November 30
The Promised One
Excerpted from Let Every Heart Prepare Him Room
When someone promises us something wonderful, we can hardly wait for that promise to be fulfilled. If the promise is something good, we want it now! We really don’t like to wait. And yet the very best things are worth waiting for.
A long, long time ago, God made a promise to his people, Israel. In fact, he made many promises to them. But God’s most important promise—the promise all his other promises depended on—was that he would send the Messiah, the Anointed One, who would save them from the difficulties of living life in this world broken by sin. The Messiah would not be an ordinary person, but God’s own Son. The people he made the promise to had to wait, putting all their faith in the One who made the promise.
The season leading up to Christmas is called Advent, which means coming. During Advent, we remember the thousands of years God’s chosen people anticipated and longed for the coming of God’s salvation through the Messiah. Then, at Christmas, we celebrate the fulfillment of the promises God made. Jesus—the Savior God had promised—was born to us. No more waiting. Jesus came.
When John the Baptist was born, his father, Zechariah, recognized that the long years of waiting were finally over. God gave him a special understanding that his son, John, was going to prepare the way for the promised Messiah. Zechariah celebrated that God was about to fulfill his promise. He said, “Praise the Lord, the God of Israel, because he has visited and redeemed his people. He has sent us a mighty Savior from the royal line of his servant David, just as he promised through his holy prophets long ago” (Luke 1:68-70).

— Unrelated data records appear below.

Issue #1564, opened 2021-07-29
Availability slowness in show results


hectorcorrea:
On the production infrastructure the Availability JavaScript call takes a long time to come back. Datadog shows some pages taking up to a minute and a non-insignificanr number of them taking 20-30 seconds ([example](https://app.datadoghq.com/apm/resource/marc_liberation/rack.request/630c154bff820882?query=env%3Anone%20service%3Amarc_liberation%20operation_name%3Arack.request%20resource_name%3ABibliographicController%23availability_many&env=none&index=apm-search&spanID=87359450771159505&start=1627582835858&end=1627586435858&paused=false)).

It looks like the initial call to the `/bibs` endpoint with 20 MMS IDs takes 5 seconds, but since we make a second call to `/bibs/.../holdings/ALL/items` when a record is not available the aggregated response time is getting to be too long.

For now we are going to try to only make the `/bibs` call and let the client make the second call. This will reduce the time that bib data takes to respond on the initial call.

## Example

On this example, the initial `/bibs` call takes 8 seconds, but the `/holding/items` take 5 seconds each so the total request time balloons to 40 seconds.

Initial `bibs` call took 8 seconds:

```
/almaws/v1/bibs?mms_id=99123792583506421%2C99123831363506421%2C99124832743506421%2C99123194243506421%2C99124376113506421%2C99124412473506421%2C99124620593506421%2C99123653083506421%2C99123933753506421%2C99124620603506421%2C99123460183506421%2C99122329203506421%2C99123460243506421%2C99121609463506421%2C99124412493506421%2C99122545793506421%2C99122612103506421%2C99124511593506421%2C99124680603506421%2C99124511603506421&expand=p_avail%2Ce_avail%2Cd_avail%2Crequests
```

But then it executed the following calls and __each__ of them took an additional 4-5 seconds:

```
/almaws/v1/bibs/99123194243506421/holdings/ALL/items?           5 seconds
/almaws/v1/bibs/99123792583506421/holdings/ALL/items?           4 seconds
/almaws/v1/bibs/99124376113506421/holdings/ALL/items?           5 seconds
/almaws/v1/bibs/99124412473506421/holdings/ALL/items?           4 seconds
/almaws/v1/bibs/99124620593506421/holdings/ALL/items?           4 seconds
/almaws/v1/bibs/99124620603506421/holdings/ALL/items?           4 seconds
/almaws/v1/bibs/99124832743506421/holdings/ALL/items?           4 seconds
```

PR #1565, opened 2021-07-30
Makes the CDL check only when client request a deep availability check

hectorcorrea:
Address the slowness in the calls for availability (issue #1564)

Since the biggest performance offender seems to be the extra calls that we make to `/bibs/.../holdings/ALL/items` this PR stops making that extra call automatically for all Unavailable records. Instead, we only make the call for Unavailable records _if the client requests it_ (via the deep parameter). 

For now we are not making any changes to Orangelight. OL will just get "Unavailable" for records that Alma report as Unavailable and no indication whether they are available through CDL.

See also https://github.com/pulibrary/orangelight/pull/2597 for changes to Orangelight to preserve the CDL flag *on the show page*.


hackartisan (commented):
Looks like a good direction to me.

tpendragon (approved):

PR #1579, opened 2021-08-05
Exclude inactive electronic portfolios/ update electronic_portfolio_s logic

### LINKED ISSUE #1576: Dont index electronic portfolios if 951$a has an inactive status

### LINKED ISSUE #1589: Update the electronic_portfolio_s logic
- Current implementation: The logic that indexes the electronic_portfolio_s is depending on an existing collection. An existing collection has a name that comes from 951 $n.
- Defect: If the portfolio is not part of an existing collection, it has no title. The 'Available Online' section includes the active url in the DOM but it appears empty in the UI. Example record: https://catalog.princeton.edu/catalog/9996338243506421

Screen Shot 2021-08-10 at 1 48 21 PM

- Proposal: If the portfolio is not part of an existing collection, use the title_display value as part of the electronic_portfolio_s['title']. 

The above is after reviewing various records in Alma with @mzelesky.
- Impact: This solution may result in large titles in the 'Available Online' section.

christinach:
closes #1576 
closes #1589

### DIFF
--- a/marc_to_solr/lib/traject_config.rb
+++ b/marc_to_solr/lib/traject_config.rb
@@ -1349,9 +1349,6 @@ to_field 'call_number_locator_display' do |record, accumulator|
 end
 
 to_field 'electronic_portfolio_s' do |record, accumulator|
-  fields = []
-  dates = []
-  embargoes = []
   # Don't check for scsb
   fields = alma_951_active(record)
   dates = alma_953(record)
--- a/marc_to_solr/lib/traject_config.rb
+++ b/marc_to_solr/lib/traject_config.rb
@@ -1352,7 +1352,9 @@ to_field 'electronic_portfolio_s' do |record, accumulator|
   fields = []
   dates = []
   embargoes = []
-  # dont check for scsb
+  # Don't index if 951$a is 'Not Available' - inactive portfolio
+  # Don't check for scsb
+  next if inactive_electronic_portfolio(record)
   MarcExtractor.cached('951knx').collect_matching_lines(record) do |field, _spec, _extractor|
     next unless alma_951(record)
     fields << field
--- a/marc_to_solr/lib/traject_config.rb
+++ b/marc_to_solr/lib/traject_config.rb
@@ -321,8 +321,8 @@ to_field 'cataloged_tdt' do |record, accumulator|
   unless /^SCSB-\d+/.match?(doc_id)
     cataloged_date = if alma_876(record) && alma_876(record).map { |f| f['d'] }.compact.present?
                        alma_876(record).map { |f| f['d'] }.sort.first
-                     elsif alma_951(record) && alma_951(record).map { |f| f['w'] }.compact.present?
-                       alma_951(record).map { |f| f['w'] }.compact.sort.first
+                     elsif alma_951_active(record) && alma_951_active(record).map { |f| f['w'] }.compact.present?
+                       alma_951_active(record).map { |f| f['w'] }.compact.sort.first
                      else
                        alma_950(record)
                      end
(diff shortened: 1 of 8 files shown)


christinach:
fixes bad inactive portfolio links that appear in the search results.
Fixes empty available online section in orangelight.

Screen Shot 2021-08-05 at 5 51 47 PM
Screen Shot 2021-08-05 at 5 51 34 PM

christinach:
vs what is in the catalog with the inactive portfolios:

Screen Shot 2021-08-05 at 5 40 03 PM
Screen Shot 2021-08-05 at 5 38 24 PM

marc_to_solr/lib/traject_config.rb
```diff
@@ -1352,7 +1352,9 @@
   fields = []
   dates = []
   embargoes = []
-  # dont check for scsb
+  # Don't index if 951$a is 'Not Available' - inactive portfolio
+  # Don't check for scsb
+  next if inactive_electronic_portfolio(record)
```
tpendragon, line 1357: Is there ever a time when one of the 951s is inactive, but other ones aren't? If so, I wonder if this should go down in 1359 similar to `next unless alma_951(record)`?

christinach: yes there is this possibility. let me check

christinach: I'll try to find a fixture with active and inactive

christinach (commented):
@mzelesky reviewed the pr and I need to do some changes to make it also more efficient. I will also add a custom fixture that has active and inactive portfolios.

christinach:
@mzelesky if you could review this pr with me tomorrow. I updated and refactored the code. I'm including also a fixture that has active portfolios and a custom inactive one.

marc_to_solr/lib/traject_config.rb
```diff
@@ -1352,21 +1352,11 @@
...
-    next unless alma_953(record)
-    dates << field
-  end
-
-  MarcExtractor.cached('954ac').collect_matching_lines(record) do |field, _spec, _extractor|
-    next unless alma_954(record)
-    embargoes << field
-  end
+  # Don't index if 951$a is 'Not Available' - inactive portfolio
+  # Don't check for scsb
```
christinach, line 1356: @mzelesky I also have a question for the dont check for scsb rule. It was not added. Do I want to add it?

christinach:
Screen Shot 2021-08-09 at 4 52 00 PM

vs the empty Available online section:

Screen Shot 2021-08-09 at 4 53 12 PM

christinach:
In this example: https://catalog.princeton.edu/catalog/9996338243506421 the available online section appears empty because the electronic_portfolio url of the sibling record https://catalog.princeton.edu/catalog/9995002873506421/raw does not include a title. It is empty. What are we doing when the title is empty? Do we display the url or a part of it?
The 951 $8 indicates that the sibling_record is an alma record. 
I will review with @mzelesky the 856 of the sibling record to make sure it is indexed as expected.

christinach:
Following up on this comment https://github.com/pulibrary/bibdata/pull/1579#issuecomment-895655636
We reviewed with @mzelesky various alma records and different electronic portfolios. A new issue is that there are active portfolios but with no title. The reason is that the existing electronic_portfolio_s logic depends only in an existing collection. We should update the logic with a new condition for cases where the portfolio is part of a book and not a collection. I will open a different issue for that.

marc_to_solr/lib/traject_config.rb
christinach: @mzelesky said it's ok not to add it.

marc_to_solr/lib/traject_config.rb
```diff
@@ -1352,21 +1352,10 @@
   fields = []
```
hackartisan, line 1352: Should these be deleted? they're being set again directly below.

christinach:
With the change in #1589 we have 'Full Text' as a title for electronic portfolios that are not part of a collection.:

Screen Shot 2021-08-10 at 4 11 30 PM

christinach:
Left side is from catalog-qa (the fixed), right is from production catalog.
https://catalog-qa.princeton.edu/catalog/99123430173506421
https://catalog-qa.princeton.edu/catalog?utf8=%E2%9C%93&search_field=all_fields&q=lux+magazine
https://catalog-qa.princeton.edu/catalog/9996338243506421

lux_magazine

full_text

hackartisan (approved):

God promised that he would send a Savior, which he did when Jesus became a human baby. And while Jesus did everything necessary to save us when he came the first time, he also promised to come again. Then all God’s promises will be completely fulfilled. So again we are waiting. Waiting patiently for God to fulfill his promises is what it means to have faith.
Putting faith in God’s promises is not something a person does only one time on the day he or she becomes a Christian. The essence of being a Christian is placing all our hope in God, knowing we can trust him to fulfill all his promises—even the ones that haven’t been fulfilled yet. We are willing to wait, trusting that “God’s way is perfect. All the LORD’s promises prove true” (Psalm 18:30).
Prayer
Like your people of old, we are waiting for you, God, to fulfill all your promises. And because we remember how you fulfilled your promise to send Jesus, we know that you will fulfill all your promises to us.